---------- RECORD EXCERPTS

PR #83, opened 2019-04-17
add list with titles

jauniuse:


src/Molecules/ListWithTitles/ListWithTitles.stories.tsx
```diff
@@ -0,0 +1,79 @@
+import { storiesOf } from '@storybook/react';
+import React from 'react';
+import { Flexbox, ListItem } from '../..';
+import ListWithTitles from '.';
```
shmidt-i: Import this from '../..' as well

src/Molecules/ListWithTitles/ListWithTitles.stories.tsx
```diff
@@ -0,0 +1,79 @@
...
+
+const ItemContainer: React.FunctionComponent<{ children: React.ReactNode }> = ({ children }) => (
```
shmidt-i: You can skip children here, they are already part of React.FunctionComponent

src/Molecules/ListWithTitles/ListWithTitles.stories.tsx
jauniuse: updated

src/Molecules/ListWithTitles/ListWithTitles.stories.tsx
jauniuse: updated

PR #86, opened 2019-04-19
feat: replace with dumbed down spinner

mjmonline:
This PR changes the contract, old contract does not make sense with new implementation


shmidt-i:
That's just beautiful!!!!! 👏👏👏

PR #95, opened 2019-04-23
Dnd 152 remove padding titled card

Maxenboy:


shmidt-i:
Gonna merge tabs, which contains removal of padding in cardwithtitle

PR #104, opened 2019-04-25
Feat: link buttons

mjmonline:


src/Molecules/Button/Button.stories.tsx
```diff
@@ -119,4 +120,28 @@ storiesOf('Molecules | Button', module)
...
       </Flexbox.Item>
     </Flexbox.Container>
+  ))
+  .add('Link looking like a button', () => (
+    <Display
+      items={[
+        {
+          title: 'Reset',
+          component: (
+            <BrowserRouter>
```
JacobBlomgren: minor, minor, but how does this work with storybook? Maybe hashrouter?

src/Molecules/Button/Button.tsx
```diff
@@ -45,42 +48,79 @@ const getBackgroundColor = (props: ThemedStyledProps<Props, Theme>) => {
...
 `;
 
 export const Button: ButtonComponent = props => {
+  const typeIsNotPresent = typeof props.type === 'undefined';
+  const { disabled, onClick, size, type = 'button', variant, fullWidth, to, children } = props;
+  const toAndDisabledAreNotPresentTogether = !(to && disabled);
+
+  assert(
+    toAndDisabledAreNotPresentTogether,
+    "Button: You're using `to` prop together with `disabled` prop. Link's can't be disabled",
```
JacobBlomgren: Can't they? Are we sure instances of this won't come up?

PR #113, opened 2019-04-29
feat: new number and development components

JacobBlomgren:


src/Atoms/Number/Number.tsx
```diff
@@ -2,16 +2,36 @@ import React from 'react';
...
+}) => {
+  if (typeof value === 'undefined' || value === null || !Number.isFinite(value)) return <>-</>;
+  if (typeof currency !== 'undefined' && currency === null) return <>-</>;
+
+  return (
+    <>
+      {getPrefix(sign, value)}
+      {intl.formatNumber(value, getNumberOptions(decimals))}
+      {percentage && '%'}
+      {currency && ` ${currency}`}
```
mjmonline: On Account overview page we have currency in a smaller typography than the number. So they can be different font size. Can we instead let the developer pass in `< Typography type="primary">SEK</Typography>` into `currency` prop? Maybe same for the rest of the props?

src/Molecules/Development/Development.tsx
```diff
@@ -6,33 +6,24 @@ import { Theme } from '../../theme/theme.types';
 
 const getPrefix = (value?: number | null) => {
   if (!value) return '';
-  if (value > 0) return '▲';
-  return '▼';
+  return value > 0 ? '▲' : '▼';
```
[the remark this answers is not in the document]
JacobBlomgren: In the future yes, but not part of this refactor, I think.

src/Atoms/Number/Number.tsx
JacobBlomgren: Oh good point. Which other props do you mean though?

PR #120, opened 2019-05-02
globe icon, tabsnav fix

jauniuse:


src/Molecules/TabsNav/TabsNav.tsx
```diff
@@ -46,7 +46,7 @@ const StyledUl = styled.ul`
   margin-bottom: -1px;
 `;
 const isItemElement = (x: any): x is { type: typeof Item; props: ItemProps } =>
-  x != null && typeof x === 'object' && Object.hasOwnProperty.call(x, 'type') && x.type === Item;
+  x != null && typeof x === 'object' && Object.hasOwnProperty.call(x, 'type'); // FIXME: && x.type === Item;
```
jauniuse: this is the same issues as per https://github.com/nordnet/ui/blob/beta/src/Molecules/Tabs/Tabs.tsx#L63

PR #121, opened 2019-05-02
feat: update typography styles and add line height

mjmonline:


src/Atoms/Typography/Typography.tsx
```diff
@@ -41,57 +41,77 @@ const getTypeStyles = (props: ThemedStyledProps<Props, Theme>) => {
...
+      sizeMobile = 24;
+      sizeDesktop = 28;
+      lineHeightMobile = 7;
+      lineHeightDesktop = 8;
       defaultWeight = 'extrabold';
       break;
     case TYPOGRAPHY_TYPES.title2:
       sizeMobile = 20;
       sizeDesktop = 24;
+      lineHeightMobile = 6;
```
jesperwiner: These seems weird to me, some number thats multiplied and divided later on.
Size above is in pixels and this value is in number of spacing-units

mjmonline: I made a effort to clear up the calculation a little please check that. I am trying to give a unitless line-height to each typography style. To get this multiplier number we divide with the font-size. It's just a better unit to use for line-height

jesperwiner: Its more text but I like it better

PR #124, opened 2019-05-02
match route exact

jauniuse:


src/Molecules/TabsNav/TabsNav.tsx
```diff
@@ -58,7 +58,9 @@ const TabsNav: Component = (withRouter(({ children, location }) => {
     if (!isItemElement(c)) {
       assert(false, 'There should be only <TabsNav.Tab> children inside of <TabsNav> component');
     } else {
-      const isIndexActive = Boolean(matchPath(location.pathname, c.props.to));
+      const isIndexActive = Boolean(
+        matchPath(location.pathname, { path: c.props.to, exact: true }),
```
shmidt-i: Should it be able to have `exact` as a prop?

jauniuse: I can add it as a prop, though I think it should default to `true` then

jauniuse: updated

PR #127, opened 2019-05-03
fix: unique spinner ids

JacobBlomgren:
Also ran prettier, which was really needed (🤷‍♂️) but it should be in separate commits.

### DIFF
--- a/src/Atoms/Spinner/Spinner.tsx
+++ b/src/Atoms/Spinner/Spinner.tsx
@@ -19,12 +19,11 @@ const StyledSvg = styled.svg`
   display: block;
 `;
 
-const RawSpinner: React.FC<PropsWithTheme> = ({ theme, size, color }) => {
+const RawSpinner: React.FC<PropsWithTheme> = ({ theme, size, color, id }) => {
   const calculatedSize = theme.spacing.unit(size || 4);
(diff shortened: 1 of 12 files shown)


src/Atoms/Spinner/Spinner.tsx
```diff
@@ -19,12 +19,11 @@ const StyledSvg = styled.svg`
...
 `;
 
-const RawSpinner: React.FC<PropsWithTheme> = ({ theme, size, color }) => {
+const RawSpinner: React.FC<PropsWithTheme> = ({ theme, size, color, id }) => {
   const calculatedSize = theme.spacing.unit(size || 4);
   const usedColor = typeof color === 'function' ? color(theme) : color || theme.color.cta;
-  const sanatizedColor = usedColor.replace(/#\s?/g, '');
-  const id1 = `spinner-${sanatizedColor}-1`;
-  const id2 = `spinner-${sanatizedColor}-2`;
+  const id1 = `spinner-${id}-1`;
```
jauniuse: is there no other way to generate id implicitly in spinner? :>

JacobBlomgren: no we decided on this for now, it's really hard 😢

jauniuse: :( it so complicates usage of `Spinner`

PR #154, opened 2019-05-10
fix: media max-width issue

mjmonline:


mjmonline:
`max-width` in media query should be 1 pixel less then `min-with` or else both will be true at specified breakpoint

PR #162, opened 2019-05-13
Feat/flexbox redone

shmidt-i:


src/Atoms/Flexbox/Flexbox.stories.tsx
```diff
@@ -13,69 +13,107 @@ const StyledContent = styled.div`
...
+      </Flexbox>
+      <Flexbox item size={6}>
+        <Content>Col 2</Content>
+      </Flexbox>
+      <Flexbox item size={3}>
+        <Content>Col 3</Content>
+      </Flexbox>
+    </Flexbox>
   ))
   .add('Flexbox with custom gutter', () => (
```
mjmonline: maybe not custom gutter because it seems there is no default gutter

src/Atoms/Flexbox/Flexbox.stories.tsx
```diff
@@ -13,69 +13,107 @@ const StyledContent = styled.div`
...
-        <Flexbox.Item order={1}>
+        <Flexbox item order={1}>
           <Content>Col 2</Content>
-        </Flexbox.Item>
-      </Flexbox.Container>
+        </Flexbox>
+      </Flexbox>
+    );
+  })
+  .add('Flexbox container item', () => {
```
mjmonline: 🎉

mjmonline: maybe `with combination of container and item`

mjmonline:
Add support to use className

PR #56, opened 2021-05-27
Completed performance test 001 with GetData-Block case

Mirko-von-Leipzig:


src/tests/performance/blocks.rs
```diff
@@ -0,0 +1,222 @@
...
+            Cell::new("Time (s)").set_alignment(CellAlignment::Center),
+            Cell::new("Request/s").set_alignment(CellAlignment::Center),
+        ]);
+
+    // Start node seeded with initial testnet blocks,
+    // with max peers set so that our peers should never be rejected.
+    let mut node: Node = Default::default();
+    node.initial_action(Action::SeedWithTestnetBlocks {
+        socket_addr: new_local_addr(),
+        block_count: 3,
```
niklaslong, line 116: We should test larger block counts in future, 3 blocks isn't very representative of the load an actual sync would put on a node.

src/tests/performance/blocks.rs
```diff
@@ -0,0 +1,222 @@
...
+                })
+                .collect::<VecDeque<_>>();
+
+            peer_handles.push(tokio::spawn(async move {
+                let mut stream = initiate_handshake(node_addr).await.unwrap();
+
+                let filter = MessageFilter::with_all_auto_reply();
+
+                let mut latencies = Vec::with_capacity(REQUESTS);
+                for _ in 0..REQUESTS {
```
niklaslong, line 150: This implies the same requests are made in cycles of 3? I wonder if `zcashd` or `zebra` would want throttle the same request from the same address (as this test runs fine, I'd assume they don't currently).

src/tests/performance/blocks.rs
```diff
@@ -0,0 +1,222 @@
...
+                    let (request, expected) = requests.pop_back().unwrap();
```
niklaslong, line 151: Suggestion: you could use a `Vec` with indices mod 3 of the `0..request` above instead of mutating a queue?

src/tests/performance/blocks.rs
```diff
@@ -0,0 +1,222 @@
...
+    // We test the overall performance of a node's GetData-Block latency.
+    //
+    // Note: This test does not assert any requirements, but requires manual inspection
+    //       of the results table. This is because the results will rely on the machine
+    //       running the test.
+    //
+    // ZCashd: Strange, small slow-down as soon as multiple peers are present.
+    //         Otherwise performs consistently up to around 200 concurrent peers.
+    //
+    // Zebra: Chokes right out of the gate, likely to the DoS behaviour of spamming GetAddr and GetData.
```
niklaslong, line 33: Good find 👍 
This might be indicative of throttling, since we're making the same requests from the same addresses?

niklaslong (commented):
Nice work, left some comments for discussion and some suggestions.

src/tests/performance/blocks.rs
Mirko-von-Leipzig: Yes that's currently the case. Would be trivial to extend that to be random, but with only three blocks the combinations are somewhat limited.

src/tests/performance/blocks.rs
Mirko-von-Leipzig: It's possible, but I couldn't really make sense of what's happening.

It would really help if the logs could be sent to an elastic search type database. The zebra logs are structured (I think), so that would let us filter them. But zcashd looks like vanilla logs, so wouldn't help too much there.

src/tests/performance/blocks.rs
Mirko-von-Leipzig: Agreed.

src/tests/performance/blocks.rs
Mirko-von-Leipzig: Ah man I always forget just using indices lets you have multiple accesses

Mirko-von-Leipzig: Fixed

niklaslong (approved):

--------------------

HOW TO COMPLETE THIS TASK »
Where does "toAndDisabledAreNotPresentTogether" occur in the data? Copy each line that has it.

SOLUTION TO THIS EXERCISE »
+  const toAndDisabledAreNotPresentTogether = !(to && disabled);
+    toAndDisabledAreNotPresentTogether,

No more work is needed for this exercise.